Dataset entries
· · ·
PR #1305, opened 2026-03-01
Port 'io/network' to the jsNode backend

jiribenes:
This is a very approximate implementation in that the only thing I barely tested is the `client_server` benchmark (which I can't run right now, my LLVM backend doesn't work).

It does work with my LSP-in-Effekt demo locally :)

### DIFF
--- a/examples/benchmarks/input_output/networked_numbers.effekt
+++ b/examples/benchmarks/input_output/networked_numbers.effekt
@@ -26,22 +26,22 @@ def readBE(): Int / { read[Byte], fail } = must {
 }
 
 /// Write a 4-byte big-endian int
-def writeInt(conn: Connection, n: Int): Unit / Exception[IOError] = {
-  val buf = bytearray::collect { emitBE(n) }
-  val _ = write(conn, buf, 0, 4)
+def writeInt(connection: Connection, n: Int): Unit / Exception[IOError] = {
+  val buffer = bytearray::collect { emitBE(n) }
+  val _ = write(connection, buffer, 0, 4)
 }
 
 /// Read exactly 4 bytes and decode into a big-endian int
-def readInt(conn: Connection): Int / Exception[IOError] = {
-  val buf = bytearray::allocate(4)
+def readInt(connection: Connection): Int / Exception[IOError] = {
+  val buffer = bytearray::allocate(4)
   var offset = 0
   while (offset < 4) {
-    val r = read(conn, buf, offset, 4 - offset)
+    val r = read(connection, buffer, offset, 4 - offset)
     if (r <= 0) { panic("unexpected EOF reading int") }
     offset = offset + r
   }
   try {
-    feed(buf) { readBE()}
+    feed(buffer) { readBE()}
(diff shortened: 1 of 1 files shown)


libraries/common/io/network.effekt
```diff
@@ -22,8 +22,9 @@ def connect(host: String, port: Int): Connection / Exception[IOError] =
   internal::checkResult(internal::connect(host, port))
 
 /// Closes a TCP connection and releases associated resources.
-def close(handle: Connection): Unit =
-  internal::close(handle)
+def close(handle: Connection): Unit / Exception[IOError] = {
+  internal::checkResult(internal::close(handle)); ()
+}
```
phischu: I don't think this can fail. Indeed, the callback is always called with `0` as far as I can see.

libraries/common/io/network.effekt
```diff
@@ -39,9 +40,9 @@ def listen(listener: Listener, handler: Connection => Unit at {io, async, global
 }
 
 /// Stops a TCP listener and releases associated resources.
-def shutdown(listener: Listener): Unit =
-  internal::shutdown(listener)
-
+def shutdown(listener: Listener): Unit / Exception[IOError] = {
+  internal::checkResult(internal::shutdown(listener)); ()
+}
```
phischu: Same here, as far as I can see this never fails.

libraries/common/io/network.effekt
jiribenes: Thanks, fixed; returns a `Unit` now.

libraries/common/io/network.effekt
jiribenes: dtto, thanks

jiribenes:
I added one more simple benchmark for `io/network` + tried to ensure that int->byte conversion is the same across all backends. PTAL @phischu 🙏

examples/benchmarks/input_output/networked_numbers.effekt
```diff
@@ -0,0 +1,86 @@
...
+/// Read a 4-byte big-endian integer, failing if any byte missing or invalid
+def readBE(): Int / { read[Byte], fail } = must {
+  do read().toInt.bitwiseShl(24).bitwiseOr(
+    do read().toInt.bitwiseShl(16).bitwiseOr(
+      do read().toInt.bitwiseShl(8).bitwiseOr(
+        do read().toInt
+      )
+    )
+  )
+}
```
jiribenes, line 26: These are also likely in #923 which we really ought to merge. :)

phischu (approved):
Yes, very good job! The fact that connections are integer indices into a map is not ideal, we could change that later. Since this adds a new benchmark, when running it a good input size is `100_000` @marvinborner .

marvinborner:
Note that if you want benchmarks to be tracked in effekt-plots, you need to add them to the config files, e.g. [config_llvm.txt](https://github.com/effekt-lang/effekt/blob/main/examples/benchmarks/config_llvm.txt). Then they should appear in effekt-plots automagically.

PR #86, opened 2022-05-17
refactor: Generalize WaitForBlocks; reduce ibc.Chain interface

DavidNix:

It started as an exploration for polling for state. My original hypothesis is we could remove `WaitForBlocks` and poll for some state. However, `WaitForBlocks` used extensively and we can't remove it entirely. Additionally, the state we poll can vary wildely.

Therefore, this PR is an effort to reduce the large `ibc.Chain` interface. 

This removes the `WaitForBlocks` from the `ibc.Chain` interface in favor of using the `Height()` method with a new, tested helper function. 

Chains implementing `Height()` should be much easier than `WaitForBlocks`.

* Removes "wait for blocks" log statement. I can add it back. However, I personally don't miss it.
* For cosmos chain, on debug log level, it may log more blocks. 
* Removes the `sleep(1 second)` between waiting for blocks. The tests seem to be passing without further flakiness. I don't know the context of why that sleep existed, but can add it back if necessary.

### DIFF
--- a/chain/cosmos/cosmos_chain.go
+++ b/chain/cosmos/cosmos_chain.go
@@ -172,10 +172,6 @@ func (c *CosmosChain) WaitForBlocks(number int64) (int64, error) {
 	return c.getRelayerNode().WaitForBlocks(number)
 }
 
-func (c *CosmosChain) Height() (int64, error) {
-	return c.getRelayerNode().Height()
-}
-
 // Implements Chain interface
 func (c *CosmosChain) GetBalance(ctx context.Context, address string, denom string) (int64, error) {
 	params := &bankTypes.QueryBalanceRequest{Address: address, Denom: denom}
--- a/chain/cosmos/cosmos_chain.go
+++ b/chain/cosmos/cosmos_chain.go
@@ -22,6 +22,7 @@ import (
 	"github.com/strangelove-ventures/ibctest/chain/tendermint"
 	"github.com/strangelove-ventures/ibctest/dockerutil"
 	"github.com/strangelove-ventures/ibctest/ibc"
+	"github.com/strangelove-ventures/ibctest/test"
 	"go.uber.org/zap"
 
 	"github.com/ory/dockertest/v3"
@@ -86,7 +87,7 @@ func (c *CosmosChain) Initialize(testName string, homeDirectory string, dockerPo
 	return nil
 }
 
-func (c *CosmosChain) getRelayerNode() *ChainNode {
+func (c *CosmosChain) getFullNode() *ChainNode {
 	if len(c.ChainNodes) > c.numValidators {
 		// use first full node
 		return c.ChainNodes[c.numValidators]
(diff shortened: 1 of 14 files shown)


chain/cosmos/cosmos_chain.go
```diff
@@ -134,52 +135,43 @@ func (c *CosmosChain) GetAddress(ctx context.Context, keyName string) ([]byte, e
...
-func (c *CosmosChain) Height() (int64, error) {
-	return c.getRelayerNode().Height()
+	return c.getFullNode().CreatePool(ctx, keyName, contractAddress, swapFee, exitFee, assets)
 }
 
 // Implements Chain interface
 func (c *CosmosChain) GetBalance(ctx context.Context, address string, denom string) (int64, error) {
 	params := &bankTypes.QueryBalanceRequest{Address: address, Denom: denom}
-	grpcAddress := dockerutil.GetHostPort(c.getRelayerNode().Container, grpcPort)
+	grpcAddress := dockerutil.GetHostPort(c.getFullNode().Container, grpcPort)
```
DavidNix, line 174: The name "relayer node" didn't really make sense to me. It's not a term you find in cosmos or tendermint. So I changed it. 

FWIW, I don't like `full node` either because I think "full" means it does everything, including validate. But "full" is used a lot in this space.

test/wait_for_blocks.go
```diff
@@ -0,0 +1,74 @@
...
+	"golang.org/x/sync/errgroup"
+)
+
+// ChainHeighter fetches the current chain block height
+type ChainHeighter interface {
+	Height(ctx context.Context) (uint64, error)
+}
+
+// WaitForBlocks blocks until all chains reach a block height delta equal to or greater than the delta argument
+func WaitForBlocks(ctx context.Context, delta int, chains ...ChainHeighter) error {
```
DavidNix, line 15: I had to use a different package `test` because of import cycles. May be worth changing in the future. 

This demonstrates how to use a tiny interface `ChainHeighter` in this case. 

For now, I had to keep `Height()` in the `ibc.Chain` interface because the factory returns the iface, not a concrete type.

mark-rushakoff: I would have expected this to fit nicely in the root `ibctest` package, but it is used in the chain implementations, and `ibctest` imports those chains. 

Package `test` is fine for now, but I would like to see it renamed once we figure out what else fits in here.

test/wait_for_blocks.go
```diff
@@ -0,0 +1,74 @@
...
+	var (
+		done  = make(chan struct{})
+		errCh = make(chan error)
+	)
+
+	var eg errgroup.Group
```
mark-rushakoff, line 21: I think this one would a proper use of https://pkg.go.dev/golang.org/x/sync/errgroup#WithContext -- if we are waiting for multiple chains, as soon as the first one fails, the shared context should be canceled so that we don't wait any longer for the other chains.

chain/tendermint/tendermint_node.go
```diff
@@ -52,7 +50,9 @@ type ContainerPort struct {
 type Hosts []ContainerPort
 
 const (
-	blockTime   = 2 // seconds
+	// BlockTime is approx time to create a block
```
mark-rushakoff, line 53: Probably keep mentioning `in seconds` in this comment.

chain/cosmos/cosmos_chain.go
mark-rushakoff: I think the relayer node here really meant, the full node that the relayer is configured to connect to. `getFullNode` doesn't really capture that it will always return the same full node, but `getRelayerNode` wasn't intuitive either. I don't have a better name suggestion offhand yet.

mark-rushakoff (commented):
I left a handful of style comments and suggestions. I think this is ready to ship, but leaving in comment state until the next round.

test/wait_for_blocks.go
```diff
@@ -0,0 +1,74 @@
...
+		})
+	}
+
+	go func() {
+		if err := eg.Wait(); err != nil {
+			errCh <- err
+			return
+		}
+		close(done)
+	}()
```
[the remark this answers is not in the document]
DavidNix: Good point. The `ctx` being part of the `Height(...)` interface method was a late addition.

test/wait_for_blocks.go
```diff
@@ -0,0 +1,74 @@
...
+	for i := range chains {
+		chain := chains[i]
+		eg.Go(func() error {
+			h := &height{}
+			for h.Delta() < delta {
+				cur, err := chain.Height(ctx)
+				if err != nil {
+					return err
+				}
+				h.Update(cur)
```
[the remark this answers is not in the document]
DavidNix: It's a good question and hard to be sure. We used to sleep 1 second. Thus far, no rate limiting seems to be fine for the current tests.  I think for now leave it as-is and modify later if it becomes a problem.

DavidNix:
I am not sure why GH is not letting me reply to some comments but:

> I would have expected this to fit nicely in the root ibctest package

I agree. But import cycles... 😢 I'm sure a new pattern will emerge that makes sense. I didn't want to spend time fighting the import cycle for this PR.

chain/cosmos/cosmos_chain.go
DavidNix: Tough one to name here for sure. For me `relayerNode` on the surface meant the process in which the relayer itself was running. In this case, it means the chain process from which the relayer can query.

test/wait_for_blocks.go
```diff
@@ -0,0 +1,60 @@
...
+type ChainHeighter interface {
+	Height(ctx context.Context) (uint64, error)
+}
+
+// WaitForBlocks blocks until all chains reach a block height delta equal to or greater than the delta argument.
+func WaitForBlocks(parent context.Context, delta int, chains ...ChainHeighter) error {
+	if len(chains) == 0 {
+		panic("missing chains")
+	}
+	eg, ctx := errgroup.WithContext(parent)
```
mark-rushakoff, line 19: The naming we are using elsewhere is keeping `ctx` as the surrounding method's parameter, so this line looks like `eg, egCtx := errgroup.WithContext(ctx)`.

mark-rushakoff (approved):
Thanks!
· · ·
▸ **ASSIGNMENT**: The word "tested" appears on some lines of the data above; count those lines and give only the total.

▸ **RESPONSE TO THE EXERCISE**: 2